DATASET ENTRIES Start Marker

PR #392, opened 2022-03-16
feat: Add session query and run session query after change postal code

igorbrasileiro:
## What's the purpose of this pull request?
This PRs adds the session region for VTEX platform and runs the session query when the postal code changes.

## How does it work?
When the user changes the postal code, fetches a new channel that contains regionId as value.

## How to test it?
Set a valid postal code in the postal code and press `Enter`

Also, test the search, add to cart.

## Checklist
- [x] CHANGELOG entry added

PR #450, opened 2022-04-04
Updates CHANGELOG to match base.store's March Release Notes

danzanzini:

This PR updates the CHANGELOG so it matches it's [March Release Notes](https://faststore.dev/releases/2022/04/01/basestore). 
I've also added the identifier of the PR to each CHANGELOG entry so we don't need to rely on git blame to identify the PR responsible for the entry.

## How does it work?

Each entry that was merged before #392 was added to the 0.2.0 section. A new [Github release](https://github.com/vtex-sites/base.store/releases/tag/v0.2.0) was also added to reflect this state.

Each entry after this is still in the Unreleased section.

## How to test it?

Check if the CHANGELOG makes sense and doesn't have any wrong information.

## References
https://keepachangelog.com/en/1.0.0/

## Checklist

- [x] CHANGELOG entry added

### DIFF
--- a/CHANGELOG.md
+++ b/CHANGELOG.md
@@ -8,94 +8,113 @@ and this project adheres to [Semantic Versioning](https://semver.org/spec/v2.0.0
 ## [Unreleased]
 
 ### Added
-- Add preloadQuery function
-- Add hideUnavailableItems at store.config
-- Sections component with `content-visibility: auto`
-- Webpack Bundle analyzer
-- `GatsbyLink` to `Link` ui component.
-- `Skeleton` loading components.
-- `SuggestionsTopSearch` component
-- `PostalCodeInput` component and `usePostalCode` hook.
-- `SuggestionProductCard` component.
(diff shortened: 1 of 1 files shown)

DATASET ENTRIES End Marker
DATASET ENTRIES Start Marker

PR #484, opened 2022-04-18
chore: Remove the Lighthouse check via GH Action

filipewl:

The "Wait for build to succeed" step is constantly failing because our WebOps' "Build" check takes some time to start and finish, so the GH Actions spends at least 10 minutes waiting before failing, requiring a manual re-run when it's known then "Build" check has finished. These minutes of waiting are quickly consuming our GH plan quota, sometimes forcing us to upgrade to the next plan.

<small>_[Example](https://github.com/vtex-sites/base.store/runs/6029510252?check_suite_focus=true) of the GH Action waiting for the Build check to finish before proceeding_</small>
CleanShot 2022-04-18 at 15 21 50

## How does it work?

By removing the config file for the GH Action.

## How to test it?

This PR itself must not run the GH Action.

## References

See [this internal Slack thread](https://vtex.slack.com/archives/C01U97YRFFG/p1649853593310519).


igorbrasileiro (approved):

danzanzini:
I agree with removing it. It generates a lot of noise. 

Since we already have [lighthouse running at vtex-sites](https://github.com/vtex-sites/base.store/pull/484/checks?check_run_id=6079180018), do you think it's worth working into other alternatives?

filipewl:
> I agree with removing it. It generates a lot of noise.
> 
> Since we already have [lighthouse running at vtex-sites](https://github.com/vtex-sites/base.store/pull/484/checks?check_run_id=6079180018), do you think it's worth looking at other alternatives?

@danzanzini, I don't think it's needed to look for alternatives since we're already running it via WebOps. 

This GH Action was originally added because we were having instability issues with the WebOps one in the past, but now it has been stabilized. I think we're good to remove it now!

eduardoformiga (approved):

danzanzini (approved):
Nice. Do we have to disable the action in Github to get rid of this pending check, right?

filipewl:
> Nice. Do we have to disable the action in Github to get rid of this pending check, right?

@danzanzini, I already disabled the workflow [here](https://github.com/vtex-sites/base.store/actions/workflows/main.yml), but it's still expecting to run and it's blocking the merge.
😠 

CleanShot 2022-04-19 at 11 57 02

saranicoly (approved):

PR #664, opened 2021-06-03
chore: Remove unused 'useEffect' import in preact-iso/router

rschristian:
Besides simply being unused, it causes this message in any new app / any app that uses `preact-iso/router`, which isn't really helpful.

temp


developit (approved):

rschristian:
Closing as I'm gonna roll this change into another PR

DATASET ENTRIES End Marker
DATASET ENTRIES Start Marker

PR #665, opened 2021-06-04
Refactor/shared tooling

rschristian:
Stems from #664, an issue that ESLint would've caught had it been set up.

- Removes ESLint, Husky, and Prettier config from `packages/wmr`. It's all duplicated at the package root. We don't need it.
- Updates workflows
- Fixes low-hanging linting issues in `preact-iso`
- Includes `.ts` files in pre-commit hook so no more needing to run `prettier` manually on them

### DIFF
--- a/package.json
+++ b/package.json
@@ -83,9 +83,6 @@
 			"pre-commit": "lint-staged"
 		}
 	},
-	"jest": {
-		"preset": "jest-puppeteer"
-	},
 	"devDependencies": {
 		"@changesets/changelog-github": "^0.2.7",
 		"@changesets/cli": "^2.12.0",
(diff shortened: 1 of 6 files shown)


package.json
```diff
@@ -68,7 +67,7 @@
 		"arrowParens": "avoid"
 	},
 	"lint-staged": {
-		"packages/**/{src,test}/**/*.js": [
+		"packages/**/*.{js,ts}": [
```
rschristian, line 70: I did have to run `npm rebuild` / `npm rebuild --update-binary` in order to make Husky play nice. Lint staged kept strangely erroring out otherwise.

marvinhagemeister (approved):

DATASET ENTRIES End Marker

TASK DETAILS | Go through the records and pull out each line that includes the word "checks".

WORKED SOLUTION |
Since we already have [lighthouse running at vtex-sites](https://github.com/vtex-sites/base.store/pull/484/checks?check_run_id=6079180018), do you think it's worth working into other alternatives?
> Since we already have [lighthouse running at vtex-sites](https://github.com/vtex-sites/base.store/pull/484/checks?check_run_id=6079180018), do you think it's worth looking at other alternatives?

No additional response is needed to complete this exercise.